Instructions to follow: Find the word "from" in the records and copy every line where it occurs.

■ ■ ■ ■ ■

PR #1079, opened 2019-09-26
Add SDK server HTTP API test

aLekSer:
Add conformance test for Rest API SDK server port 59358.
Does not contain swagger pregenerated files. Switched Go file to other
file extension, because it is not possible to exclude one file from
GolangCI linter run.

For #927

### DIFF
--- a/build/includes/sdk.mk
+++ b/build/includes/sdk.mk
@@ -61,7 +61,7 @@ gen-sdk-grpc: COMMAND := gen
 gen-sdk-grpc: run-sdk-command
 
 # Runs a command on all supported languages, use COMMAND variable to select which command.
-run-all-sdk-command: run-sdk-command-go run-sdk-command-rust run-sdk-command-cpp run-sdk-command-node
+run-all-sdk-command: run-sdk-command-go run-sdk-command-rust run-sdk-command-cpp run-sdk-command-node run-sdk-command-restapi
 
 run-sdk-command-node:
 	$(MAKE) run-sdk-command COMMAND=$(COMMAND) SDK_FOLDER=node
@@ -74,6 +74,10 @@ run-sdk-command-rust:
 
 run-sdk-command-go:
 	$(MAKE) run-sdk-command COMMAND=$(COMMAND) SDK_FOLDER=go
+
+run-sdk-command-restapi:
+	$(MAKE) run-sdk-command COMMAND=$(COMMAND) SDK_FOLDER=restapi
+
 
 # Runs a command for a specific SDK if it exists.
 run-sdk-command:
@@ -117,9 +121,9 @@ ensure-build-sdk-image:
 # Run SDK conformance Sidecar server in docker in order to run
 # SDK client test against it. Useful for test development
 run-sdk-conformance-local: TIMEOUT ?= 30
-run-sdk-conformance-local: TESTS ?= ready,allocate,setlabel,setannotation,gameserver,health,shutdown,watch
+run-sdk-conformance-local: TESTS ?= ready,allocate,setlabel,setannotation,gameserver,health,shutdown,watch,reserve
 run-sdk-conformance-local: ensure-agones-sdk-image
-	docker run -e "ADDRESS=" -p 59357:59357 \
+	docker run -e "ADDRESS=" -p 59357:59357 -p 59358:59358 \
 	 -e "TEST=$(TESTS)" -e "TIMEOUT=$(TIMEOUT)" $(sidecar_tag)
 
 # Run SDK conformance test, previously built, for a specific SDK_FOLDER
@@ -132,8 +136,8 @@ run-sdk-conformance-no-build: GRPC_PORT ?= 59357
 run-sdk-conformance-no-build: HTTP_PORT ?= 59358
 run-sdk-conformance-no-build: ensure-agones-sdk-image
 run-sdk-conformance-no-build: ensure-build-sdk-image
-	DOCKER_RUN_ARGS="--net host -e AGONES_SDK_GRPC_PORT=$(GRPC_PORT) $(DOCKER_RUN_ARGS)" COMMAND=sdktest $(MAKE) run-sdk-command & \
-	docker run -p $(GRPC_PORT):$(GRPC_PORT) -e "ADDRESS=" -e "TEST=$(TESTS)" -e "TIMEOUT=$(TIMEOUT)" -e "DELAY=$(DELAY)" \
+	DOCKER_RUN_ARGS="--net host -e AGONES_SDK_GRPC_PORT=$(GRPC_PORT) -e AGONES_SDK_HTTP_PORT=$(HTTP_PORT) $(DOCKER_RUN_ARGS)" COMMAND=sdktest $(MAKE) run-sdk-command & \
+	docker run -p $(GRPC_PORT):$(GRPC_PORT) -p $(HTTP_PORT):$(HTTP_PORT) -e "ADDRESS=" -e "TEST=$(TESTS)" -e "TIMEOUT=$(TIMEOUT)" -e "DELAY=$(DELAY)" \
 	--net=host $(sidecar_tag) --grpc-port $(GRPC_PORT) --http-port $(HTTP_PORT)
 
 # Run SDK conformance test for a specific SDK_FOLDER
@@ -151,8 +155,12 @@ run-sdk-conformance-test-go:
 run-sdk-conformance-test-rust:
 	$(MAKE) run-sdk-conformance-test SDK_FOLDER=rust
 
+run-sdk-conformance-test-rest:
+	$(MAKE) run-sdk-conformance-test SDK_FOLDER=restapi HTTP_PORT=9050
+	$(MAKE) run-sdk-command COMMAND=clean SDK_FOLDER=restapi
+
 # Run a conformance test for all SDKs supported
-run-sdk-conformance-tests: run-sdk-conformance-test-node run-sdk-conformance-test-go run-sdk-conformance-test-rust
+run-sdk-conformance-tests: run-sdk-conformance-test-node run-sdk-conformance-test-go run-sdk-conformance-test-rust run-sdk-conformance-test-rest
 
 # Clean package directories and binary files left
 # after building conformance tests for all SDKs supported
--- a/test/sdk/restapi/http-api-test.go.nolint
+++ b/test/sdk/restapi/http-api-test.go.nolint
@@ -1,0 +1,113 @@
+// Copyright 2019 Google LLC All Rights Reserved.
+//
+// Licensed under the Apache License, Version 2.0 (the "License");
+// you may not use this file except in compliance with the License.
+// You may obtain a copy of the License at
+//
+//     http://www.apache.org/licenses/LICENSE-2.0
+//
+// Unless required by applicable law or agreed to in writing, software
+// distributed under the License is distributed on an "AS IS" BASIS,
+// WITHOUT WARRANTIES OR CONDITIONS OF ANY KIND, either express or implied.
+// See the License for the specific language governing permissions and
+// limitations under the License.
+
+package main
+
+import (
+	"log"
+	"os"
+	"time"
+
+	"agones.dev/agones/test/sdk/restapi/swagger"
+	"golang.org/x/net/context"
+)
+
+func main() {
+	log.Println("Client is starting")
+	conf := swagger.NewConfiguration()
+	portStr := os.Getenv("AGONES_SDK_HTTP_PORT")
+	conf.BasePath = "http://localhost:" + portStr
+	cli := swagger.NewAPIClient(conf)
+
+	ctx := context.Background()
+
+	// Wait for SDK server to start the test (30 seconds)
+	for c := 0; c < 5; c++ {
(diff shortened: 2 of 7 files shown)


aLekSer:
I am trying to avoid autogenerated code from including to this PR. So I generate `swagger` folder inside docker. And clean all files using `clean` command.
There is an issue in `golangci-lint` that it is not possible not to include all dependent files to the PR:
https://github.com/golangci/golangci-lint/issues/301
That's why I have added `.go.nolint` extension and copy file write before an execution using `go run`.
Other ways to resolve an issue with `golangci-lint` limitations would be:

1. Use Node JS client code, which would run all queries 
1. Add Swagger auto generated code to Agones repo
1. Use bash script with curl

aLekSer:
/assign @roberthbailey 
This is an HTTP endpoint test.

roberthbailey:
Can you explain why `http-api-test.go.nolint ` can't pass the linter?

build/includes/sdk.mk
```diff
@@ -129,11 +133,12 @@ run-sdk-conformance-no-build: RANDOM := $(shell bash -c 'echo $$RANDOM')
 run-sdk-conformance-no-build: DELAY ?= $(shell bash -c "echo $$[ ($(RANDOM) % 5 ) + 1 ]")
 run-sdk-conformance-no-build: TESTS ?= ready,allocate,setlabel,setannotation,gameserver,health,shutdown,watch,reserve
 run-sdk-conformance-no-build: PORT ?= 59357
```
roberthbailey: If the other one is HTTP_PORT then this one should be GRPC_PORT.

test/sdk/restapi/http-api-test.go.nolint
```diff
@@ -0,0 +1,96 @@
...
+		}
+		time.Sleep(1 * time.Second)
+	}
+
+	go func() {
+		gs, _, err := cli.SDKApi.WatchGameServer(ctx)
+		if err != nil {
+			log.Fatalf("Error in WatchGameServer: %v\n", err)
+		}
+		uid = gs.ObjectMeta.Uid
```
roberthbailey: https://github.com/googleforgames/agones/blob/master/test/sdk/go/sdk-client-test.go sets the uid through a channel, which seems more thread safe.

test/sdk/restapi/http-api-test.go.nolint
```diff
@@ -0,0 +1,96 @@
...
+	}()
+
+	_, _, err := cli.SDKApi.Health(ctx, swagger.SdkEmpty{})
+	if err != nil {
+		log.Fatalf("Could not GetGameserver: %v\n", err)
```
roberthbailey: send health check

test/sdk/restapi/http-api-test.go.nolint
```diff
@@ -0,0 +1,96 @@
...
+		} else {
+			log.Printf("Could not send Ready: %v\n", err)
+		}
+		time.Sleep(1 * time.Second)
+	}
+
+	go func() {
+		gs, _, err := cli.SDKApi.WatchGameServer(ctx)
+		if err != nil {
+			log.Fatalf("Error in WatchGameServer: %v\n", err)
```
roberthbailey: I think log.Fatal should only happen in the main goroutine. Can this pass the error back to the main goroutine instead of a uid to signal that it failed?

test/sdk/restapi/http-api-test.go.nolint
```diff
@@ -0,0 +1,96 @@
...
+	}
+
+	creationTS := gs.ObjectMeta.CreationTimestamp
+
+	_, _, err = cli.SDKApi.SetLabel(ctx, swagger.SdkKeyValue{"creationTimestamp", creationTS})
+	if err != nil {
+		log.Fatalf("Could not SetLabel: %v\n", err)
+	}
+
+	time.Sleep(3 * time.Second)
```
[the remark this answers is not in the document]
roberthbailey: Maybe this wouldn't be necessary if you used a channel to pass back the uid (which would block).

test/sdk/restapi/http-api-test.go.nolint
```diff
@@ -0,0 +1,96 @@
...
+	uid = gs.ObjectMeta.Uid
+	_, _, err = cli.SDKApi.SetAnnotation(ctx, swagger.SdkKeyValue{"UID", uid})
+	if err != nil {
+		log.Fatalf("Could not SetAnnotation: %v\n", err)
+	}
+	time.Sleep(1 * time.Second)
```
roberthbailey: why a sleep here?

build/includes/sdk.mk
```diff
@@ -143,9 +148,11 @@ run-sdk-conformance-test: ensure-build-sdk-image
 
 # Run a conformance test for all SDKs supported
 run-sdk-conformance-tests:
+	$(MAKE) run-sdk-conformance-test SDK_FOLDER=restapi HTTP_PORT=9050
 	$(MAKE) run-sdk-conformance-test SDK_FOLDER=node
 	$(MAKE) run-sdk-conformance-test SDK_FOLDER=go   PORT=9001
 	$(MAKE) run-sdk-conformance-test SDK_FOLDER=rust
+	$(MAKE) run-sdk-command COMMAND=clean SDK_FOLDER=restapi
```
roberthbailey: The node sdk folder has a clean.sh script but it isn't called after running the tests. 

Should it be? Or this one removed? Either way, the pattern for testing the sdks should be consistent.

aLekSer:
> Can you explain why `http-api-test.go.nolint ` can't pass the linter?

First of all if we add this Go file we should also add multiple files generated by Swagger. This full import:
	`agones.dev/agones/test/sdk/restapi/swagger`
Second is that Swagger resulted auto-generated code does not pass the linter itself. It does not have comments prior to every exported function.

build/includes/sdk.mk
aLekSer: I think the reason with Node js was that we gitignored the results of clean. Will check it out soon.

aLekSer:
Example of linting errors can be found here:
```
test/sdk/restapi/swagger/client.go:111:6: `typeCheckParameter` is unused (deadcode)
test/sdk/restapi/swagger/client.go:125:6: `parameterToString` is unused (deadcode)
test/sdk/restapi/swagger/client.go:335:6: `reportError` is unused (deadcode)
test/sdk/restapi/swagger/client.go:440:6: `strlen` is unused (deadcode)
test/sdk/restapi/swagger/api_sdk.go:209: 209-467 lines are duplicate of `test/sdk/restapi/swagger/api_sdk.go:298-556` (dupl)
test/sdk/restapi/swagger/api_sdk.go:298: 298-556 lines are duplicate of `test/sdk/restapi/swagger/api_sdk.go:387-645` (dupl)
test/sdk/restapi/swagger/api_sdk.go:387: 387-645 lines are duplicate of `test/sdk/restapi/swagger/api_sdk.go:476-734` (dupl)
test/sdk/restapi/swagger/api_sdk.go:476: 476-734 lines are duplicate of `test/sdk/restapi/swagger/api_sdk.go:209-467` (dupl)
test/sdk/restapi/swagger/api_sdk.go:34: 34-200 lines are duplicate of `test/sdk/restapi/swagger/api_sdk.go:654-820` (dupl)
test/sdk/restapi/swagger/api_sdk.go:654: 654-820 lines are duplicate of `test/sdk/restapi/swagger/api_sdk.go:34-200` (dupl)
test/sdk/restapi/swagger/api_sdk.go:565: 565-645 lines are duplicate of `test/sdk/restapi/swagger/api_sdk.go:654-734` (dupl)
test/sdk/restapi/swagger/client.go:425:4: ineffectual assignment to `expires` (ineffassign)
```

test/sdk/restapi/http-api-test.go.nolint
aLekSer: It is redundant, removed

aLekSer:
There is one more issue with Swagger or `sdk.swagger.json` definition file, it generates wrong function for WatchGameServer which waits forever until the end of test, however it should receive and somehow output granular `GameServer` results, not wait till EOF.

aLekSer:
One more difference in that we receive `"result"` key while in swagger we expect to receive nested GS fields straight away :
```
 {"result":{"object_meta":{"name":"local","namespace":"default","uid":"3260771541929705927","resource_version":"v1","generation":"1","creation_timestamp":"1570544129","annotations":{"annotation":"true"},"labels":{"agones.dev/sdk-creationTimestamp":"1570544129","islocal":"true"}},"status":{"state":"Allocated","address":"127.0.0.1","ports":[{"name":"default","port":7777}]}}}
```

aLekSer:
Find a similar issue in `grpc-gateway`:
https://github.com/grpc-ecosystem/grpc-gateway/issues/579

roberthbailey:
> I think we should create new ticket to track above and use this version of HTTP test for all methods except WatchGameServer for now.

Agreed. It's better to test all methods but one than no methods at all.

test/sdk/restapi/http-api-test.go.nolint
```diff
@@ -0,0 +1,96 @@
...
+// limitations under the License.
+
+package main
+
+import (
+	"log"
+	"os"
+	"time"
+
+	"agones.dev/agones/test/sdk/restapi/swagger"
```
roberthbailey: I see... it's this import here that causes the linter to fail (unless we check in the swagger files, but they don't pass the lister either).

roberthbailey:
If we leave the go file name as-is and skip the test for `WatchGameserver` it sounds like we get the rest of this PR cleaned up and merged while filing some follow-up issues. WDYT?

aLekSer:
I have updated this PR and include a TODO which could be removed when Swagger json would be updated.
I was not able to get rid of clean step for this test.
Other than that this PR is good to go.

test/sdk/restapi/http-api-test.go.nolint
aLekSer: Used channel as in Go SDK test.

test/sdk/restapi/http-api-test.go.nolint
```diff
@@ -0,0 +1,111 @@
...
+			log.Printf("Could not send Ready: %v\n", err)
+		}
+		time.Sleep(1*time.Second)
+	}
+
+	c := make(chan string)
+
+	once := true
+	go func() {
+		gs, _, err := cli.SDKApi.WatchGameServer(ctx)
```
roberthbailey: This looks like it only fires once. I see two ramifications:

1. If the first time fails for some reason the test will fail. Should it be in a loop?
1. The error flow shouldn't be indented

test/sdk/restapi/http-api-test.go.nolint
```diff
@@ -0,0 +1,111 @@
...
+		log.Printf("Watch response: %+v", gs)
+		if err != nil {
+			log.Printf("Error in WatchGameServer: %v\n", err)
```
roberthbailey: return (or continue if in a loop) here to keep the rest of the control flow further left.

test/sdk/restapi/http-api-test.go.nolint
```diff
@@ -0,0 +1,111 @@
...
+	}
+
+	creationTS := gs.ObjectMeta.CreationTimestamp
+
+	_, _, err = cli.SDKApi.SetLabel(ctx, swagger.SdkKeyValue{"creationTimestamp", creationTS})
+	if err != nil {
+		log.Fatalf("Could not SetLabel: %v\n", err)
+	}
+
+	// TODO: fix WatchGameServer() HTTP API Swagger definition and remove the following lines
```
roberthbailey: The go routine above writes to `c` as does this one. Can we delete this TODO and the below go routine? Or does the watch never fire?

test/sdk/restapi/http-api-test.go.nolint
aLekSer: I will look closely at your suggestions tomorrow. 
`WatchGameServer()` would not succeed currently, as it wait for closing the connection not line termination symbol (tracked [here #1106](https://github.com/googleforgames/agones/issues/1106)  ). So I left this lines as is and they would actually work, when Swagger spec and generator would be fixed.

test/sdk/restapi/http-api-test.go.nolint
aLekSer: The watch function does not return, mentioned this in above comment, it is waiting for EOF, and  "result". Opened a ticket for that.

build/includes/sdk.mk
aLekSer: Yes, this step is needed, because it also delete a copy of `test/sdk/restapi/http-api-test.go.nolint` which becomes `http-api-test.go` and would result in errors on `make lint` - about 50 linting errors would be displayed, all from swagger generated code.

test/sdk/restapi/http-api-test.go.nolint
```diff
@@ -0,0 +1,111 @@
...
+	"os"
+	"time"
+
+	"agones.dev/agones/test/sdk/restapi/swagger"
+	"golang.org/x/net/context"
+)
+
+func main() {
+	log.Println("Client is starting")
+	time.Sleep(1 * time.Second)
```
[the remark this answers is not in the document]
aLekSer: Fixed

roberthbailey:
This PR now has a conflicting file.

■ ■ ■ ■ ■

Exercise answer:
file extension, because it is not possible to exclude one file from
I am trying to avoid autogenerated code from including to this PR. So I generate `swagger` folder inside docker. And clean all files using `clean` command.
aLekSer: Yes, this step is needed, because it also delete a copy of `test/sdk/restapi/http-api-test.go.nolint` which becomes `http-api-test.go` and would result in errors on `make lint` - about 50 linting errors would be displayed, all from swagger generated code.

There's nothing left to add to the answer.